Digital Media Usage Growth Trends Upward in China
The internet user population in China is now massive, at 513 million people at the end of 2011, according to the latest market assessment by eMarketer.
Though growth will taper to the single-digit range by 2013 -- the internet won’t reach a majority of the population until 2015 -- China still has the largest online user base in the world.
This growing user population, as well as recent governmental restrictions on broadcast ads, are having an impact on online advertising.

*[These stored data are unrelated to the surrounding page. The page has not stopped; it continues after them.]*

PR #3211, opened 2026-07-16
GO-7379 Snappy sync: proactive connection recovery on network/device state changes

requilence:
Linear: [GO-7379](https://linear.app/anytype/issue/GO-7379) (relates to GO-3958, GO-7272)

Sync went stale for 30–40s (shown as *Synced*) after macOS sleep/network changes and mobile background/network switches, because nothing above the transports probes liveness and no signal proactively reset connections. Full audit: `docs/sync-connection-staleness-audit.md`; client integration guide: `docs/mobile-network-integration.md`.

## What this does

- **Connectivity recovery pipeline** (`core/device`): every signal — network-type RPC (extended with `networkId` so same-type Wi-Fi→Wi-Fi switches are visible), foreground resume >15s, interface-address loss, wake from sleep — runs pool flush → responsible-peers rebuild → head-sync of all spaces. Leading-edge with a 5s suppression window and one coalesced trailing run.
- **Go-side net monitor**: desktop finally gets signals without any client RPC — 5s interface snapshot diff (IPv4 + IPv6 /64 prefixes; loss-only, so docker/VPN/hotspot additions don't tear down healthy connections) plus a wall-vs-monotonic clock-jump sleep detector. Feeds `IsOffline`; explicit client reports stay authoritative so the heuristic can't wedge a mobile device offline.
- **Peer manager**: instant rebuild on connectivity events; dial cadence 20s→2min while offline with instant snap-back; peer-find deadlines (30s broadcast / 1min sweep) free the 4 shared streampool dial workers that offline broadcasts used to park forever; one immediate diff round on the ConnectionError→Online edge replaces broadcasts dropped while offline; **closed peers are never served from the cache** — this last one fixes the iOS background→foreground stall where the post-flush head-sync grabbed just-closed peers, no-oped on suppressed ErrClosed, and waited out the next 20s tick.
- **Tuning/cleanups**: yamux/QUIC keepalives 10s (dead-conn detection ≤20s on yamux); filesync node-usage poller backs off on errors; `SyncAllSpaceHeads` sweeps coalesced; Android per-interface debug println removed.
- **Proto**: `Rpc.Device.NetworkState.Set` gains optional `networkId` (backward compatible; empty keeps type-only semantics).

No any-sync bump required — everything works against the pinned v0.12.14. Optional follow-up after the next any-sync release: `MaxIdleTimeoutSec: 20` for QUIC (branch `net-quic-idle-timeout` in any-sync).

## Behavior changes to be aware of

- Foreground resume head-sync threshold unified 20s→15s (matches the flush threshold).
- A broadcast with no reachable peers now drops after 30s instead of parking a worker until reconnect; delivery is covered by the reconnect diff-kick + periodic diff rounds.
- Keepalive frequency triples on idle connections (both transports, all platforms) — flagged in GO-7379 as an open question whether mobile should get a laxer setting.

## Testing

- New unit tests: recovery pipeline (suppression/coalescing, close-cancels-pending, IsOffline precedence, networkId semantics), net monitor (clock jump, loss-only diffing, fail-open enumeration), peer manager (rebuild signaling, reconnect diff-kick, closed-peer filtering, offline cadence plumbing), fixtures fully deterministic (no host-network dependence).
- `go test -race` clean on all touched packages; full repo build green.
- Independently reviewed by an adversarial pass; all required findings addressed (review notes folded into the audit doc).


requilence:
Second independent review pass completed (fix-verification + fresh hunt). All 8 first-round fixes verified OK. Three new findings, all addressed in the last two commits:

- **High**: the loss-only interface trigger missed connectivity *returning* — a fully-offline desktop only recovered at the 2min offline probe (regression vs develop's 20s). The monitor now fires on the empty→non-empty snapshot edge (`interface addresses regained`).
- **Medium**: on resume, the foreground RPC + overdue clock-jump tick always coalesced into a trailing run that re-flushed the just-re-established connections. The trailing run now compares a connectivity fingerprint against the leading run and skips duplicates of the same physical event.
- **Medium**: offline gating degraded local-only/LAN sync (GO-7272 scenario) — re-dial cadence stays at 20s whenever the space has LAN peers, and the Android guide no longer maps missing `NET_CAPABILITY_VALIDATED` to `NOT_CONNECTED` (validation gates internet, not LAN sync).

Also: offline sweep warnings downgraded to debug (was one warn per space per sweep). Race suites green after the changes.

requilence:
Third independent review pass (fix-verification of round 2 + fresh hunt). Round-2 fixes verified OK except one: the trailing-run fingerprint recorded raw snapshot values captured *before* the same tick's interface check, so a short outage bracketing a wake (Wi-Fi re-associating to the same network seconds later) could make the trailing run wrongly skip — the leading run had acted while the link was down, all dials failed, and nothing re-dialed until the 2min offline probe. Fixed in `6cca51a40`: the fingerprint now uses a monotonic monitor-generation counter (bumped on every observed change), so a down-and-back flap is never mistaken for a duplicate signal even when the address set ends up identical; also decoupled the suppression window (6s) from the 5s monitor tick to remove a boundary race. Regression test added for the exact swallow scenario.

Noted as non-blocking follow-ups in the audit doc: reconnect currently runs ~2 diff rounds per space (reconnect kick + recovery sweep overlap — correct but redundant), and persistent link flapping costs one flush+sweep per ~6s. The reviewer also confirmed end-to-end: the `errors.Is` chain for the deadline sentinel is unwrapped through any-sync, LAN cadence cost is negligible, and the one `./space` race-suite failure seen was an unreproduced pre-existing flake (11 clean re-runs, no test files in that package touched by this branch).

As of January 1, 2012, China’s government made it harder for advertisers to buy their favorite time blocks from broadcasters like CCTV. It also ended commercial breaks during dramas and limited the number of entertainment shows local TV stations can broadcast.
These changes have frustrated TV broadcasters, advertisers and media planners, but digital media owners in China are apparently elated -- they're envisioning more money heading their way, especially from advertising related to growth areas such as microblogging, online video viewing and smartphone usage.
While China doesn't have Facebook access -- it's officially banned in the country -- its absence hasn't curtailed the growing social networking population, which reached nearly 257 million in 2011.
So far, half of internet users have been attracted by local weibo (services like Twitter) and other domestic social networking sites, with the proportion expected to rise to nearly two-thirds by 2014.
eMarketer says that the social network leaders in China are Tencent QZone (with 536 million users), Tencent Weibo (310 million), Sina Weibo (250 million), Renren (137 million) and Kaixin001 (116 million), as reported by social marketing agency "We Are Social."
Douban, Tencent’s Pengyou, 51.com, Tianji and Jiepang are important vertical social sites in China.
As advertisers look to spend more this year on mobile marketing and online video ads, social media across these platforms -- especially weibo sites -- will benefit from the increased marketing efforts.
Advertisers will look for ways to promote brands on Sina Weibo and Tencent Weibo as consumers continue flocking to microblogs, which will pull advertising away from traditional social networking sites like Renren.